The law Newsom signed is narrowly tailored to fix the specific problem at UC Berkeley. It did however, shine a spotlight on the impacts of the use of the environmental law to halt all sorts of projects. The issues cited by the opponents of the housing project focused on things like traffic and rents rather than on traditional “environmental” concerns. There is now at least some debate over whether the scope of the CEQA could or should be narrowed.

GAS TAX HOLIDAYS

The wide range of potential solutions to the spike in gasoline prices reveals a complete lack of consistency and highlights the political nature of the proposals. Massachusetts just rejected a gas tax holiday over the threat it posed to bond covenant compliance. New York’s pending budget would suspend gas taxes from May 1, 2022 through the end of the year.

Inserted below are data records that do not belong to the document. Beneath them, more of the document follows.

PR #2045, opened 2021-11-23
Better intelligence view

tomchop:
## This PR suggests changes for the Intelligence view.

There is no more external vs. internal intelligence. All intelligence are a series of objects added to the `intelligence` attribute of a sketch.

### Intelligence now expects a specific type of entries

Intelligence entries have the following, simple format;

```json
{
  "externalURI" :"yeti/127.0.0.1"
  "ioc" :"127.0.0.1"
  "tags": ["evil", "c2", "random"]
  "type": "ip"
}
```

### Intelligence view has been revamped

image

From the IOC view, one can:

* Copy IOC to clipboard
* Search a sketch for a given IOC
* Open the external reference in a new browser tab, if it looks like a link.

It also lists a sketch's tags (right side), as well as tags that have been associated with added IOCs (left side)

* IOC tags: list and search for all IOCs with a specific tag in a sketch's events.
* Sketch tags: list and search for all events that have a specific tag.

### IOCs can be edited

IOCs can be edited and deleted individually. Tag views are automatically updated upon save.

image


jaegeral:
I wonder if we want to include the Sigma table to the Intel view as well and list the tags that are present in active Sigma rules, WDYT?

tomchop:
That sounds like a good idea! I suggest we get this checked in first and add it later, the PR is big enough as it is.

berggren:
Looks good! A few UI related things:
* The title and subtitle are a bit too big IMO, and aren't consistent with the other components throughout the UI. Can you adjust to match?
* The Tags are blue? We use grey in the rest of the UI and we should stay consistent.
* The gap between the "cards" are a bit off (too much space between the indicator of compromise and the Tag list), maybe lay them out with the same padding/margin?
* Can you tone down the red color on the trash can? It really pops right now :)

Let me know if you want me to sketch this out in Figma.

timesketch/frontend/src/views/Intelligence.vue
```diff
@@ -22,34 +22,161 @@ limitations under the License.
...
+            <b-table-column field="edit" label="" v-slot="props">
+              <span class="icon is-small" style="cursor:pointer;" title="Edit IOC" @click="startIOCEdit(props.row)"
+                ><i class="fas fa-edit"></i>
+              </span>
+            </b-table-column>
+
+            <b-table-column field="delete" label="" v-slot="props">
+              <span
+                class="icon is-small"
+                style="cursor:pointer;color:red"
```
berggren, line 118: Tone this down, may something like #7C0D0E ?

timesketch/frontend/src/views/Intelligence.vue
```diff
@@ -22,34 +22,161 @@ limitations under the License.
...
+                </b-table-column>
+              </b-table>
+              <span v-else>No IOCs have been tagged yet.</span>
+            </div>
+          </div>
+
+          <!-- labels column -->
+          <div class="column">
+            <div class="box">
+              <h1 class="title">Event tags</h1>
```
berggren, line 163: Make this a bit smaller, maybe a h2

timesketch/frontend/src/views/Intelligence.vue
```diff
@@ -59,53 +186,116 @@ limitations under the License.
...
-        deletable: true,
-      },
+      sketchTags: [],
+      tagInfo: {},
+      editingIoc: {},
+      showEditModal: false,
+      IOCTypes: [
+        { regex: /^(\/[\S]+)+$/i, type: 'fs_path' },
+        { regex: /^([-\w]+\.)+[a-z]{2,}$/i, type: 'hostname' },
+        { regex: /^((25[0-5]|2[0-4][0-9]|[01]?[0-9][0-9]?)\.){3}(25[0-5]|2[0-4][0-9]|[01]?[0-9][0-9]?)$/g, type: 'ip' },
```
berggren, line 201: Seeing this is v4 only, maybe name it `ipv4`?

timesketch/frontend/src/views/Intelligence.vue
```diff
@@ -59,53 +186,116 @@ limitations under the License.
...
+              tagName: tag,
+            }
+          }
+          this.tagInfo[tag].count++
+          this.tagInfo[tag].iocs.push(ioc.ioc)
         }
-      })
+      }
+    },
+    generateOrElasticQuery(valueList) {
```
berggren, line 263:
```suggestion
        // TODO: Use filter chips instead
        generateOrElasticQuery(valueList) {
```

berggren (changes requested):
Looks good. Some smaller UI related things.

tomchop:
> Looks good! A few UI related things:
> 
> * The title and subtitle are a bit too big IMO, and aren't consistent with the other components throughout the UI. Can you adjust to match?

Sure, will do.

> * The Tags are blue? We use grey in the rest of the UI and we should stay consistent.

Yeah, blue looks nicer. Maybe we should change them elsewhere too? 😉 More seriously, what would you think about sticking to grey for the tags that come from events, and staying with blue (or any other color) for the ones that are associated with IOCs? Happy to stick with grey everwhere too, if that's what you want to go with. However, I do think it would be good to start thinking ahead about differentiating thats that have been added by users, by analyzers, by intelligence... food for thought.

> * The gap between the "cards" are a bit off (too much space between the indicator of compromise and the Tag list), maybe lay them out with the same padding/margin?

Ah yes, good catch. Bulma scaffolding is Hard.

> * Can you tone down the red color on the trash can? It really pops right now :)

At least you know to keep your mouse away from it 😄 Sure, I'll done it down.

Thanks for the comments!

jaegeral:
One additional thing, once you settled with all the fine tweaking, please also adjust / adopt https://github.com/google/timesketch/blob/master/docs/guides/user/intelligence.md with the new screenshots, functionalities and such so it is up2date.

Thx

timesketch/frontend/src/views/Intelligence.vue
tomchop: Done - moved from boxes to cards, as changing the header type didn't change the font size.

timesketch/frontend/src/views/Intelligence.vue
tomchop: Done

timesketch/frontend/src/views/Intelligence.vue
tomchop: I went for a slightly redder color, so that it matches the `<code>` blocks that I have in the IOC list.

tomchop:
PR comments done. @jaegeral @berggren can you PTAL?

jaegeral (approved):
LGTM, I leave it to @berggren to LGTM his requested changes and merge the PR.

berggren (approved):
LGTM

berggren:
> > Looks good! A few UI related things:
> > 
> > * The title and subtitle are a bit too big IMO, and aren't consistent with the other components throughout the UI. Can you adjust to match?
> 
> Sure, will do.
> 
> > * The Tags are blue? We use grey in the rest of the UI and we should stay consistent.
> 
> Yeah, blue looks nicer. Maybe we should change them elsewhere too? 😉 More seriously, what would you think about sticking to grey for the tags that come from events, and staying with blue (or any other color) for the ones that are associated with IOCs? Happy to stick with grey everwhere too, if that's what you want to go with. However, I do think it would be good to start thinking ahead about differentiating thats that have been added by users, by analyzers, by intelligence... food for thought.
> 

I agree here, and I'm looking into the color and differentiation in a larger visual overhaul in 2022.

> > * The gap between the "cards" are a bit off (too much space between the indicator of compromise and the Tag list), maybe lay them out with the same padding/margin?
> 
> Ah yes, good catch. Bulma scaffolding is Hard.
> 
> > * Can you tone down the red color on the trash can? It really pops right now :)
> 
> At least you know to keep your mouse away from it 😄 Sure, I'll done it down.
> 
> Thanks for the comments!

PR #2105, opened 2022-01-12
Fix broken link to notebooks

jaegeral:
The current notebook link only works if you visit it on Github, but opening it on timesketch.org (where it should be).


binglot (changes requested):
The new link (https://github.com/google/timesketch/notebooks) doesn't work.

PR #2207, opened 2022-06-03
Escape backslashes and spaces in generated OpenSearch queries

### LINKED ISSUE #2206: Intelligence not escaping certain characters correctly
Marking a path that value is:

`C:\Documents and Settings\dfir`
Will create the following intel entry:

`"C:\Documents and Settings\dfir"`
But should be:

`"C:\\Documents\ and\ Settings\\dfir"`

tomchop:
This fixes #2206, a bug that would not properly escape backslashes and spaces in queries generated from the Intelligence view.


jaegeral (approved):
LGTM

PR #2214, opened 2022-06-09
[Sigma] Adding fs:bodyfile:entry to keep up with plaso output

jaegeral:
To be prepared for: https://github.com/log2timeline/plaso/pull/4132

The Maryland legislature is considering altering current law that started in 2013 which mandates the increase of gas taxes annually based on inflation as measured by the Consumer Price Index. The current inflation rate is 7.48%. Republican state lawmakers are pushing legislation to repeal that provision, or at least pause it for two years. The Georgia legislature is considering a suspension of its state’s gas tax for two months.

It is a topic of short-term value. The real answer would be to replace fuel taxes with mileage-based fees and drive demand away from fossil fuels. It’s a completely political answer to a question which needs a more nuanced response.

SEC FRAUD CHARGE

The Securities and Exchange Commission charged the Crosby Independent School District (Crosby ISD) in Texas and its former Chief Financial Officer with misleading investors in the sale of $20 million of municipal bonds in order to pay its outstanding construction liabilities and fund new capital projects. The SEC also charged Crosby’s auditor with improper professional conduct in connection with the audit of the school district’s 2017 fiscal year financial statements. The complaint charges that the District failed to report $11.7 million in payroll and construction liabilities and falsely reported having $5.4 million in general fund reserves in its audited 2017 fiscal year financial statements.

The Commission charges that the District knowingly included the false and misleading financial statements in the offering documents used to raise $20 million through the sale of municipal bonds in January 2018. In August of 2018, seven months after the offering, Crosby ISD disclosed that it was experiencing significant financial issues, including that it had a negative general fund balance. The following month, ratings agencies downgraded Crosby ISD’s bonds. 

As is often the case in situations like this, Crosby ISD agreed to settle the SEC’s charges by consenting, without admitting or denying any findings, to the entry of an order finding that it violated the antifraud provisions. The CFO greed to pay a $30,000 penalty and not participate in any future municipal securities offerings. The auditor agreed to be suspended from appearing or practicing before the SEC as an accountant with the right to apply for reinstatement after 3 years. They also agreed to not serve as the engagement manager, engagement partner, or engagement quality control reviewer in connection with any audit expected to be posted in the MSRB’s Electronic Municipal Market Access system until reinstated by the SEC.